Get started by installing python on your system!

https://osf.io/zk9xa/wiki

Using Jupyter for Making API Calls

  • You can use Jupyter to run any code in python (or 40+ other supported languages!)
  • This workshop will focus on making calls to APIs on the web, and soon, making calls to the SHARE Search API

API

  • Application Programming Interface
  • Can refer to any way to for a computer to interact with a source of data

  • APIs can oftentimes be accessed over the web


In [ ]:
import json
import requests

iss_url = 'http://api.open-notify.org/iss-now.json'

data = requests.get(iss_url).json()
print(json.dumps(data, indent=4))

In [ ]:
# Lattitude and Longitude of C'Ville
LAT = 38.0293
LON = 78.4767

iss_url = 'http://api.open-notify.org/iss-pass.json?lat={}&lon={}'.format(LAT, LON)

print(iss_url)

In [ ]:
data = requests.get(iss_url).json()
print(json.dumps(data, indent=4))

Parsing the Data

We got some datetimes back from the API -- but what do these mean?!


In [ ]:
import arrow

open your terminal

pip install arrow


In [ ]:
from arrow.arrow import Arrow


for item in data['response']:
    datetime = Arrow.fromtimestamp(item['risetime'])
    print(
        'The ISS will be visable over Charlottesville on {} at {} for {} seconds.'.format(
            datetime.date(),
            datetime.time(),
            item['duration']
        )
    )


In [ ]:
pokeapi = 'http://pokeapi.co/api/v2/generation/1/'

pokedata = requests.get(pokeapi).json()

# Take that data, print out a nicely formatted version of the first 5 results
print(json.dumps(pokedata['pokemon_species'][:5], indent=4))

In [ ]:
# Let's get more info about the first pokemon on the list
# By following the chain of linked data

# Narrow down the url we'd like to get
bulbasaur_url = pokedata['pokemon_species'][0]['url']

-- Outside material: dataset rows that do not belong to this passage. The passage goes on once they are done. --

PR #3362, opened 2023-05-15
Zcb: Code Size Reduction Extension

Abdulwadoodd:

**Background**
RISC-V [code size reduction extension](https://github.com/riscv/riscv-code-size-reduction) supersedes the existing standard `C` (compressed) extension. It divides instructions in the `C` extension into three sub-extensions (`Zca`, `Zcf`, and `Zcd`) and exploits the reserved encodings in `C` to add more instructions in three sub-extensions (`Zcb`, `Zcmp` and `Zcmt`). 
RocketCore already supports C-extension i.e. Zca, Zcf, and Zcd. The un-privilege spec classifies compressed instructions into three different parts: Quadrant 0, Quadrant 1, and Quadrant 2. This classification is done based on the Opcode of compressed instruction: bits[1:0].

**Implementation**
Zcb instructions fall into Quadrant 0 and Quadrant 1 having opcodes 2'b00 and 2'b01 respectively. Hence, Implementation is done in two parts:

_Part 1_: (Related commits: [00f7580](https://github.com/chipsalliance/rocket-chip/commit/00f75804620ace4acb351ddbe1d5583100ffe32a), [d7b122e](https://github.com/chipsalliance/rocket-chip/commit/d7b122e074b805cc7738008fb0b36bcb3743545f))
In part 1, the Opcodes of the instructions belonging to Quadrant 0 are added, and the corresponding 16-bit->32-bit decode logic is hooked up with Q0 logic for the existing instructions. The instructions in this part are the compressed version of I-type load-store instructions: `lbu`, `lh`, `lhu`, `sb`, `sh`.

_Miscellaneous changes_:
- Updated `gitignore(s)`
- Updated `clean` target in Makefile
- Add a variable in Makefile to pass CONFIG from the command line while building verilator model. 

**Verification**
A simple assembly program is written including all the `Zcb` instructions to test their functionality. It is available [here](https://github.com/Abdulwadoodd/rocket-chip/tree/Zc_dev/tests). It is a bit crude way of testing in the early stage. I'm planning to develop more mature tests covering the corner cases which will come as part of riscv-arch tests. 

_Part 2_: (Related commits: [cf10d81](https://github.com/chipsalliance/rocket-chip/commit/cf10d814b220c385050d30fdd642244f8bc6cd01), [9a44292](https://github.com/chipsalliance/rocket-chip/commit/9a44292df2536891f16abfe748fdf0cdd3a51324))
In part 2, the Opcodes of the instructions belonging to Quadrant 1 are added, and the corresponding 16-bit->32-bit decode logic is hooked up with Q1 logic for the existing instructions. The instructions in this part are the has dependency on I-type, M-type, and  Bit-manip (`Zba`, `Zbb`) instructions: `c.zext.b`, `c.sext.b`, `c.zext.h`, `c.sext.h`, `c.zext.w`, `c.mul`, `c.not`.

# request data from that URL
bulbasaur_data = requests.get(bulbasaur_url).json()

# Let's remove the 'flavor text' because that's really long
del bulbasaur_data['flavor_text_entries']

In [ ]:
bulbasaur_data

Some Great APIs YOU can use!

...and so many more!

Many require some kind of authentication, so aren't as simple as the ISS, or PokeAPI.

Access an OAI-PMH Feed!

Many institutions have an OAI-PMH based API.

This is great because they all have a unified way of interacting with the data in the repositories, just with different host urls.

You can create common code that will interact with most OAI-PMH feeds with only changing the base access URL.


In [ ]:
from furl import furl


vt_url = furl('http://vtechworks.lib.vt.edu/oai/request')

In [ ]:
vt_url.args['verb'] = 'ListRecords'
vt_url.args['metadataPrefix'] = 'oai_dc'

vt_url.url

In [ ]:
data = requests.get(vt_url.url)

data.content

Let's parse this!

conda install lxml


In [ ]:
from lxml import etree

etree_element = etree.XML(data.content)

etree_element

In [ ]:
etree_element.getchildren()

In [ ]:
# A little namespace parsing and cleanup
namespaces = etree_element.nsmap
namespaces['ns0'] = etree_element.nsmap[None]
del namespaces[None]

records = etree_element.xpath('//ns0:record', namespaces=namespaces)

records[:10]

In [ ]:
# What's inside one of these records?
one_record = records[0]
one_record.getchildren()

In [ ]:
# We want to check out the "metadata" element, which is the second in the list
# Let's make sure to get those namespaces too
# Here's a cool trick to join 2 dictionaries in python 3!
namespaces = {**namespaces, **one_record[1][0].nsmap}
del namespaces[None]

# Now we have namespaces we can use!
namespaces

In [ ]:
# Use those namespaces to get titles
titles = records[0].xpath('//dc:title/node()', namespaces=namespaces)
titles[:10]

SHARE Search API

Also a fantastic resource!

One Way to Access Data

Instead of writing custom code to parse both data coming from JSON and XML APIs

The SHARE Search Schema

The SHARE search API is built on a tool called elasticsearch. It lets you search a subset of SHARE's normalized metadata in a simple format.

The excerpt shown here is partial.